Федька Щетинин, внимательно слушавший разговор взрослых, просительно заговорил, обращаясь к Жамову:
– Дядя Лаврентий, возьмите меня с собой за реку!
– Ты че у меня просишься, – улыбнулся Жамов. – Просись у главного покосника!
– Это куда собрался сопли морозить! – одернула сына Акулина. – В снегу утопнешь!
– Не утопну! – огрызнулся мальчишка и стал просить отца: – Тятя, ну скажи ты мамке!
– Я-то при чем, – улыбнулся Александр и погладил вихрастую голову сына. – Просись у старшого!
– Дядя Афанасий, возьми. Я Пегашку сразу поймаю, а вам он не дастся.
– Да нешто мне жалко, видишь, мать ругается! – ответил бывшему копновозу Сергей Жучков.
– Ну мамка-а! – снова заканючил Федька.
– Пусти ты его, – поддержал сына Александр. – Пусть прогуляется… Че ему в бараке сидеть!
– Леший с тобой! – наконец сдалась Акулина. – Иди, морозь сопли!
Глава 26
Проводив своих спецпереселенцев в барак, Ярославов Иван, недавно назначенный комендант поселка номер семь, придирчиво оглядывал поселение соседа. Стоявшие ровным углом три барака и в стороне аккуратный дом комендатуры придавали поселку ухоженный вид. Мусор и остовы разоренных балаганов были скрыты толстым слоем снега.
Сонная тайга вплотную подступила к жилью. В кронах деревьев, перепархивая, мелодично тенькала стайка синиц, роняя на белый снег темные хвоинки.
– Хорошо отстроился! – ревниво пробурчал Иван. – Пожалуй, получше, чем у нас! – И с довольным видом закончил: – А место под поселок у нас лучше, у нас – яр высокий, а здесь низковато… – Ярославов медленно пошел к комендатуре. Под сапогами повизгивал промороженный снег. На крыльце он остановился, еще раз оглядел суховское хозяйство и толкнул входную дверь.
Сухое избяное тепло мягко толкнуло вошедшего в грудь. Белый густой пар, ворвавшись с улицы, пополз по полу, забиваясь под нары, накрывая собой стол, стоявший у противоположной стены.
– Ну и натопили, прямо баня! – усмехнулся Ярославов. – Здорово, начальники!
– Здорово, Иван! – лежавший на топчане Сухов поднялся и протянул руку для приветствия.
– Здорово, Дмитрий! – пожал суховскую руку Ярославов и затем поздоровался с Поливановым. Помощник коменданта захихикал:
– Жар костей не ломит, Иван Иванович!
Ярославов присел на топчан, снимая шапку, сказал:
– Хорошо отстроился, а место – худое, низковато…

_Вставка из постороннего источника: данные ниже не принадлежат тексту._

PR #1708, opened 2024-05-17
🌱 Fix dependabot release branch config to bump only patch versions

kashifest:
With the recent introduction of release branch configuration for dependabot, it is pushing bumps for minor versions of dependancies as well. We don't want minor version bumps for release branches. Setting it to patch versions.
Signed-off-by: Kashif Khan <kashif.khan@est.tech>

PR #1713, opened 2024-05-17
🌱 Group dependabot k8s bumps for release branches and ignore major, minor bumps for all dependancies

kashifest:
Fixing patch version bumps via groups for release branches was probably a bad idea here https://github.com/metal3-io/cluster-api-provider-metal3/pull/1708. It has caused chaos and multiple different dependencies are now being grouped together in one PR. Current fix tries to tackle that by bringing back k8s group and then add an ignore rule for all dependancies in release branch to only allow patch bumps.

### DIFF
--- a/.github/dependabot.yml
+++ b/.github/dependabot.yml
@@ -107,16 +107,11 @@ updates:
   target-branch: release-1.7
   ## group all dependencies with a k8s.io prefix into a single PR.
   groups:
-    all-go-mod-patch:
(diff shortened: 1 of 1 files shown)


Rozzii (commented):
/lgtm

tuminoid (commented):
/approve

This ignore trick is logical to me, but let's see what dependabot thinks of it.

tuminoid:

PR #1724, opened 2024-05-20
🌱 refactor TLS config

tuminoid:
TLS config code causes security linters to report false positive about TLS versions that can be configured.

This is porting over [CAPO PR 2037](https://github.com/kubernetes-sigs/cluster-api-provider-openstack/pull/2037).


tuminoid:
Centos is unstable, Ubuntu + unit passed.

/cc @mboukhalfa @lentzi90

PR #1732, opened 2024-05-24
🌱 Allow minor version bumps for golang.org/x/* dependancies for release branch

kashifest:
golang.org/x/* libs only release minor versions. No patch versions. We need to allow minor version bumps for these libs for release branches for this reason.

### DIFF
--- a/.github/dependabot.yml
+++ b/.github/dependabot.yml
@@ -114,6 +114,9 @@ updates:
       patterns: ["k8s.io/*"]
   ignore:
   # Ignore major and minor bumps for release branch
+  # golang.org/x/* only releases minors no patches, so minors have to be allowed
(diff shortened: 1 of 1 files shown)


tuminoid:
Did you find any documentation that which order the config applies, ie. should the x/net be first or last to override the `*` ? If you did, can you link it here for reference?

kashifest:
> Did you find any documentation that which order the config applies, ie. should the x/net be first or last to override the `*` ? If you did, can you link it here for reference?

I didnt unfortunately. I am relying on the fact that the ipam ignore is working even though we have an `*` rule.

tuminoid:

tuminoid (commented):
/approve

lentzi90 (commented):
/lgtm

PR #1741, opened 2024-05-24
🌱 remove kubesec workflow

tuminoid:
Kubesec action has not been maintained for 3+ years and is broken. Kubesec itself is maintained, and we'll see if we reintroduce it as prow test instead of action later, or if we have enough coverage from existing tools.


tuminoid:
/override metal3-centos-e2e-integration-test-main  metal3-ubuntu-e2e-integration-test-main

kashifest (commented):
/approve
/cc @smoshiur1237

Sunnatillo (commented):
/lgtm

PR #1742, opened 2024-05-24
⚠️  Remove Metal3Machine owner reference from BMH

kashifest:
Metal3Machine should not own BMH. It should consume it and release it when not needed. we already put a M3M consumer reference on BMH. This also would mean that for pivoting use cases we must add the clusterctl move labels in the CRDs. Otherwise BMH wont be pivoted to target clusters.

⚠️ Now, BMH object/CRD needs to have The object has the `clusterctl.cluster.x-k8s.io/move` label or the `clusterctl.cluster.x-k8s.io/move-hierarchy ` label to make sure BMH is pivoted to target cluster and removed from the source. `clusterctl.cluster.x-k8s.io/move` and `clusterctl.cluster.x-k8s.io/move-hierarchy` labels could be applied to single objects or at the CRD level (the label applies to all the objects).

We still keep the removal of owner reference code for one minor release cycle to facilitate upgrade scenario where a BMH could still have an owner reference set from previous version. Starting from v1.11.x minor cycle we will remove this code also.

### DIFF
--- a/baremetal/metal3machine_manager.go
+++ b/baremetal/metal3machine_manager.go
@@ -458,6 +458,7 @@ func (m *MachineManager) Delete(ctx context.Context) error {
 		if !consumerRefMatches(host.Spec.ConsumerRef, m.Metal3Machine) {
 			m.Log.Info("host already associated with another metal3 machine",
 				"host", host.Name)
+			// The following removal of ownerreference code will be removed in v1.11
 			// Remove the ownerreference to this machine, even if the consumer ref
 			// references another machine.
 			host.OwnerReferences, err = m.DeleteOwnerRef(host.OwnerReferences)
@@ -644,6 +645,7 @@ func (m *MachineManager) Delete(ctx context.Context) error {
 
 		host.Spec.ConsumerRef = nil
 
+		// The following removal of ownerreference code will be removed in v1.11
 		// Remove the ownerreference to this machine.
 		host.OwnerReferences, err = m.DeleteOwnerRef(host.OwnerReferences)
 		if err != nil {
@@ -1098,13 +1100,6 @@ func (m *MachineManager) setHostConsumerRef(_ context.Context, host *bmov1alpha1
 		Namespace:  m.Metal3Machine.Namespace,
 		APIVersion: m.Metal3Machine.APIVersion,
 	}
-
-	// Set OwnerReferences.
-	hostOwnerReferences, err := m.SetOwnerRef(host.OwnerReferences, true)
-	if err != nil {
-		return err
-	}
-	host.OwnerReferences = hostOwnerReferences
 
 	// Delete nodeReuseLabelName from host.
 	m.Log.Info("Deleting nodeReuseLabelName from host, if any")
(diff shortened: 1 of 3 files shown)


kashifest:
/hold
This is a WIP

shibaPuppy:
@kashifest 
It seems to be PR for the same purpose.
can I close [my PR](https://github.com/metal3-io/cluster-api-provider-metal3/pull/1008)?

kashifest:
> @kashifest It seems to be PR for the same purpose. can I close [my PR](https://github.com/metal3-io/cluster-api-provider-metal3/pull/1008)?

Yes, I am doing the same thing here, I didn't notice you had the same thing in another PR, didnt mean to over step. I am currently testing this since it seems to not passing the pivot scenario so it would need more changes. I am also ok to close my one if you have progressed more.

shibaPuppy:
@kashifest 
i can't spend much time working, so I don't come often.
i will close my PR. :)

kashifest:
/hold
For discussion

lentzi90 (commented):
Thank you for doing this!
How should we handle upgrades? From what I can see, we would not automatically remove owner references that are already there, so it would be up to the user to remove them after upgrade I guess.
One alternative we could consider is to keep the code that removes the owner reference when deleting the M3M for one minor release cycle. Then we can say that users must do a rollout in order to get rid of the owner references, or they can do it manually if they prefer. What do you think?

kashifest:
> Thank you for doing this! How should we handle upgrades? From what I can see, we would not automatically remove owner references that are already there, so it would be up to the user to remove them after upgrade I guess. One alternative we could consider is to keep the code that removes the owner reference when deleting the M3M for one minor release cycle. Then we can say that users must do a rollout in order to get rid of the owner references, or they can do it manually if they prefer. What do you think?

Yes we can do that. I thought of writing a doc update and ask users to remove it manually. We can also keep the removal code for one minor cycle and ask for rollout.

tuminoid:
This will not make CAPM3 1.9, will it? @kashifest

tuminoid:
> This will not make CAPM3 1.9, will it? @kashifest

Discussed offline, this is only going to have a heads-up in 1.9, actual fixes will go to 1.10. Changed milestone accordingly.

tuminoid:
@kashifest can we finalize this and merge? Any breaking changes would be good to get merged early in minor cycle.

kashifest:
> @kashifest can we finalize this and merge? Any breaking changes would be good to get merged early in minor cycle.

Yes good point, I will recheck the PR and update it

kashifest:
/hold cancel
This is good to go in now @lentzi90 @tuminoid. I will push another PR and put it on hold for v1.11 minor release cycle where we get rid of removal of owner reference code also. 

> Yes good point, I will recheck the PR and update it

kashifest:
A followup to be landed in v1.11 release cycle is also created https://github.com/metal3-io/cluster-api-provider-metal3/pull/2238

lentzi90 (commented):
/approve

tuminoid (commented):
/lgtm

PR #3458, opened 2026-06-13
✨ feat: add configurable BareMetalHost allocation policy

synthe102:

Add an opt-in `bareMetalHostAllocationPolicy` field to Metal3MachineSpec (v1beta2) allowing BareMetalHosts to be allocated either at random (the default, preserving existing behavior) or in alphabetical order by host name ("ordered").

Previously `pickHost` always selected an available host using crypto/rand, so a MachineDeployment scaling up filled its pool non-deterministically. With `ordered`, the available host whose name sorts first is chosen, including within a failure domain.

The field is set on the Metal3MachineTemplate at
`spec.template.spec.bareMetalHostAllocationPolicy` and inherited by every generated Metal3Machine. As it is hub-only, it is restored on v1beta1 conversion. Generated deepcopy is unaffected (plain string field).

Fixes #

**Checklist:**

### DIFF
--- a/api/v1beta2/metal3machine_types.go
+++ b/api/v1beta2/metal3machine_types.go
@@ -31,6 +31,10 @@ const (
 	CleaningModeMetadata = "metadata"
 	ClonedFromGroupKind  = "Metal3MachineTemplate.infrastructure.cluster.x-k8s.io"
 	LiveIsoDiskFormat    = "live-iso"
+
+	// AllocationPolicyOrdered selects the available BareMetalHost whose name sorts
+	// first alphabetically.
+	AllocationPolicyOrdered = "ordered"
 )
 
 // Metal3Machine's Ready condition and corresponding reasons that will be used in v1Beta2 API version.
@@ -176,6 +180,14 @@ type Metal3MachineSpec struct {
 	// +kubebuilder:validation:Enum:=metadata;disabled
 	// +optional
 	AutomatedCleaningMode string `json:"automatedCleaningMode,omitempty,omitzero"`
+
+	// bareMetalHostAllocationPolicy controls how a BareMetalHost is selected from the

– Падумаешь, место! – равнодушно проговорил Сухов. – Зимой половина передохнет, а весной – остальных утопим!
– Дак нам, Дмитрий, нечего делать будет – без работы останемся!
– Не останемся! – уверенно проговорил Сухов. – На наш век этого добра хватит. Одни передохнут – других пригонят! – Он встал с топчана и вкусно, со хрустом потянулся. – Давай собираться, день щас короткий!
– Собирайся – я готовый! – Ярославов поднялся с топчана, застегивая пуговицу на полушубке.
Где-то к обеду собралась вся команда. Люди толпились на берегу Васюгана: перед ними лежала белая целина. Лед на реке полностью засыпан снегом. Иван Кужелев прилаживал самодельные широкие лыжи, сделанные из колотых еловых досок.